Tested the poll interval and it looks fine on my end. Is it possible the log output you pasted was not from the config above? I see 5 seconds between logs but you have configured 10. Here's what I see at 10 seconds:

time="2024-07-06T08:08:42-04:00" level=debug msg=tick
time="2024-07-06T08:08:42-04:00" level=debug msg="Provider connection established with docker 26.1.4 (API 1.45)" providerName=docker
time="2024-07-06T08:08:42-04:00" level=debug msg="Filtering disabled container" providerName=docker container=redis-testing-b771a41e664d174c66b9958c29ed760cc2323ebd2f757b2a1efd363c32faf4a0
time="2024-07-06T08:08:42-04:00" level=debug msg="Configuration received: {\"http\":{},\"tcp\":{},\"udp\":{},\"tls\":{}}" providerName=docker
time="2024-07-06T08:08:42-04:00" level=debug msg="Skipping unchanged configuration." providerName=docker
time="2024-07-06T08:08:52-04:00" level=debug msg=tick
time="2024-07-06T08:08:52-04:00" level=debug msg="Provider connection established with docker 26.1.4 (API 1.45)" providerName=docker
time="2024-07-06T08:08:52-04:00" level=debug msg="Filtering disabled container" container=redis-testing-b771a41e664d174c66b9958c29ed760cc2323ebd2f757b2a1efd363c32faf4a0 providerName=docker
time="2024-07-06T08:08:52-04:00" level=debug msg="Configuration received: {\"http\":{},\"tcp\":{},\"udp\":{},\"tls\":{}}" providerName=docker
time="2024-07-06T08:08:52-04:00" level=debug msg="Skipping unchanged configuration." providerName=docker
time="2024-07-06T08:09:02-04:00" level=debug msg=tick
time="2024-07-06T08:09:02-04:00" level=debug msg="Provider connection established with docker 26.1.4 (API 1.45)" providerName=docker
time="2024-07-06T08:09:02-04:00" level=debug msg="Filtering disabled container" providerName=docker container=redis-testing-b771a41e664d174c66b9958c29ed760cc2323ebd2f757b2a1efd363c32faf4a0
time="2024-07-06T08:09:02-04:00" level=debug msg="Configuration received: {\"http\":{},\"tcp\":{},\"udp\":{},\"tls\":{}}" providerName=docker
time="2024-07-06T08:09:02-04:00" level=debug msg="Skipping unchanged configuration." providerName=docker
Kuppit commented 3 months ago

Regarding the poll interval, I can confirm that the log output I pasted was from the configuration above. Originally, I had set KOP_POLL_INTERVAL to 10 seconds, but I changed it to 5 seconds for testing purposes. Despite this, the issue persists.

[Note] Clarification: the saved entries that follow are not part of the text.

PR #588, opened 2017-12-06
Log exceptions elide4

DennisMcWherter:
Elide 4 version of: https://github.com/yahoo/elide/pull/586

### DIFF
--- a/elide-graphql/src/main/java/com/yahoo/elide/graphql/GraphQLEndpoint.java
+++ b/elide-graphql/src/main/java/com/yahoo/elide/graphql/GraphQLEndpoint.java
@@ -135,8 +135,10 @@ public class GraphQLEndpoint {
 
             return Response.ok(mapper.writeValueAsString(result)).build();
         } catch (JsonProcessingException e) {
+            log.debug("Invalid json body provided to GraphQL", e);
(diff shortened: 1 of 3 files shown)


elide-graphql/src/main/java/com/yahoo/elide/graphql/GraphQLEndpoint.java
```diff
@@ -135,8 +135,10 @@ public Response post(
 
             return Response.ok(mapper.writeValueAsString(result)).build();
         } catch (JsonProcessingException e) {
+            log.debug("Invalid json body provided to GraphQL", e);
             return buildErrorResponse(new InvalidEntityBodyException(graphQLDocument), isVerbose);
         } catch (IOException e) {
+            log.error("Uncaught IO Exception by Elide in GraphQL", e);
```
aklish: Shouldn't we log the ForbiddenAccessExceptions here (or are these already logged internally)?

DennisMcWherter: Good question. We do log forbidden access elsewhere, but we can throw in a debug here too just for completeness. Adding now

DennisMcWherter:
Rebased to update changelog versioning. Will merge after build passes.

PR #589, opened 2017-12-06
Avoid throwing jax-rs exception directly

clayreimann:


DennisMcWherter:
@clayreimann can you update changelog?

PR #591, opened 2017-12-06
Update elide standalone to support GraphQL.

DennisMcWherter:
This allows developers to enable GraphQL without any friction. If they don't want GraphQL included in their project, there is only one step:

_In their ElideStandaloneSettings_
```java
boolean enableGraphQL() {
    return false;
}
```

That being said, this approach still will include the Elide graphql code. If they don't want any trace of GraphQL in their project, it's easy to exclude in their dependency management by simply excluding the `com.yahoo.elide:elide-graphql` transitive dependency that is brought in by `elide-standalone`.

### DIFF
--- a/elide-standalone/src/main/java/com/yahoo/elide/standalone/config/ElideStandaloneSettings.java
+++ b/elide-standalone/src/main/java/com/yahoo/elide/standalone/config/ElideStandaloneSettings.java
@@ -108,6 +108,33 @@ public interface ElideStandaloneSettings {
     }
 
     /**
+     * API root path specification for the GraphQL endpoint. Namely, this is the root uri for GraphQL.
+     *
+     * @return Default: /graphql/api/v1
+     */
+    default String getGraphQLApiPathSepc() {
+        return "/graphql/api/v1";
+    }
+
+    /**
+     * Enable the JSONAPI endpoint. If false, the endpoint will be disabled.
+     *
+     * @return Default: True
+     */
+    default boolean enableJSONAPI() {
+        return true;
+    }
+
+    /**
+     * Enable the GraphQL endpoint. If false, the endpoint will be disabled.
+     *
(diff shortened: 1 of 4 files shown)


DennisMcWherter:
Yes, I will add one

elide-standalone/src/main/java/com/yahoo/elide/standalone/config/ElideStandaloneSettings.java
```diff
@@ -107,6 +107,33 @@ default String getJsonApiPathSpec() {
         return "/api/v1/*";
     }
 
+    /**
+     * API root path specification for the GraphQL endpoint. Namely, this is the root uri for GraphQL.
+     *
+     * @return Default: /graphql/api/v1
+     */
+    default String getGraphQLApiPathSepc() {
+        return "/graphql/api/v1";
```
clayreimann: `/v1`? I thought the point of graphql was that it's not versioned?

clayreimann:
In other news I think we should consider replacing codacy with something else. Their complexity metrics appear totally FUBAR–adding two conditionals decreases complexity by 1???

DennisMcWherter:
Agreed :)

elide-standalone/src/main/java/com/yahoo/elide/standalone/config/ElideStandaloneSettings.java
DennisMcWherter: Yeah, we can probably drop the versioning by default if we want. I'm happy with that.

aklish: I think all APIs should be versioned - even GraphQL.

DennisMcWherter:
Rebased to resolve conflicts. Merging.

I have now set KOP_POLL_INTERVAL to 60 seconds, and after three reboots, I am still experiencing the same problem.

Additionally, I have several other containers running on this server without any issues at all. They all restart correctly after a server reboot.

Any assistance or guidance on resolving this issue would be greatly appreciated. Thank you for your time and help!